Here are some of the troubling statistics on the effects of social media:
- There has been an increase in depression and anxiety for American teenagers which began between 2011 and 2013.
- The number of girls out of 100,000 in this country who were admitted to a hospital every year because they’ve cut themselves or otherwise harmed themselves was stable until around 2010, 2011. It’s now up 62% for older teenage girls. It’s up 189% for the preteen girls.
- There’s a similar pattern with suicide. The older teen girls, 15-19 years old, are up 70%, compared to the first decade of this century. The preteen girls are up 151%.
- The timing of the rise in each pattern points to the rise of social media.
My Social Media Purpose Statement
Recently I asked some teenagers to tell me one thing they would “un-invent.” The majority of teens I polled picked social media. I wasn’t too surprised because many teens I interact with feel a tremendous pressure to stay relevant on the latest social media by knowing when and what to post so that specific “whos” will see it. It’s exhausting and empty, but when I asked why they didn’t delete social media, they felt it would be too big a hit to handle socially.
It’s probably similar to why I don’t want to delete social media myself. I don’t want to miss the fun announcements, the big family news, or the sweet pictures of newborns. I don’t want to miss out. But I’m also not sure I can stay on without being manipulated since the people who created social media openly admit it’s continually evolving to manipulate us more and more.
I view social media as an opportunity to connect with others, to celebrate life together, and reflect Jesus’ love.
Here are some questions to use with your family when watching The Social Dilemma:
Questions to ask BEFORE watching
- What is most people’s purpose for using social media? (Not you, just people in general)
- Why do you think people invented/created social media?
- Do you see social media more as a resource and a tool that benefits you or do you see it as something else?

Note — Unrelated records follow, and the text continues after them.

Issue #951, opened 2017-01-12
coroutine.resume and error logging


bungle:
As far as I know, `coroutine.resume` should behave about the same as `pcall` regarding to errors, but this code gives different results:

```lua
local function a()
    error "ohno"
end
print(coroutine.resume(coroutine.create(a)))
print(pcall(a))
```

Here are different outputs.

```bash
bungle@mbp13tb:~$ lua a.lua 
false	a.lua:2: ohno
false	a.lua:2: ohno
bungle@mbp13tb:~$ luajit a.lua 
false	a.lua:2: ohno
false	a.lua:2: ohno
bungle@mbp13tb:~$ resty a.lua 
2017/01/12 22:43:20 [error] 19716#0: *2 lua coroutine: runtime error: a.lua:2: ohno
stack traceback:
coroutine 0:
	[C]: in function 'error'
	a.lua:2: in function <a.lua:1>
coroutine 1:
	[C]: in function 'resume'
	a.lua:5: in function 'file_gen'
	init_worker_by_lua:36: in function <init_worker_by_lua:34>
	[C]: in function 'pcall'
	init_worker_by_lua:43: in function <init_worker_by_lua:41>, context: ngx.timer
false	a.lua:2: ohno
false	a.lua:2: ohno
```

The last example with `resty` writes to error log when using `coroutine.resume` but doesn't write to error log when using `pcall`. Is there some specific reason for that? I think it is better if the `resty`(and OpenResty) just does the same as with `pcall` when calling `coroutine.resume` aka no logging.

agentzh:
@bungle Yeah, it's better to behave the same. Mind to propose a pull request for this? ;)

bungle:
@agentzh, yes, but do you know if this should behave differently with "main" coroutine?

agentzh:
@bungle You mean the main light thread, right? For all light threads (not just the main ones), they should not capture any exceptions due to their asynchronous nature.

Explain.
Questions to ask AFTER watching
- Do you think it’s possible to use social media without being manipulated? How?
- Which character do you act the most like? Which character do you relate to the most? What would you do differently if you were the mom? What would you do differently if you were the youngest daughter? If you were the dad, oldest daughter, or son?
- What concerns you the most about what we saw?
- How can I help you navigate social media now that we know what we know?
- What can we do as a family to keep our relationships more of a priority than our devices? What can we do on a daily, weekly, monthly, and yearly basis to help us accomplish this goal?
- What’s one thing you wish I knew about social media?
- What do you think about the following statement from Tristan Harris, a former Google employee who helped develop Gmail, “…we’ve moved away from having a tools-based technology environment to an addiction and manipulation-based technology environment. That’s what’s changed. Social media isn’t a tool that’s just waiting to be used. It has its own goals, and it has its own means of pursuing them by using your psychology against you.”
- What do you think about the following statement from Jaron Lanier, computer scientist, “We’ve created a world in which online connection has become primary, especially for younger generations. And yet, in that world, any time two people connect, the only way it’s financed is through a sneaky third person who’s paying to manipulate those two people. So we’ve created an entire global generation of people who were raised within a context where the very meaning of communication, the very meaning of culture, is manipulation.”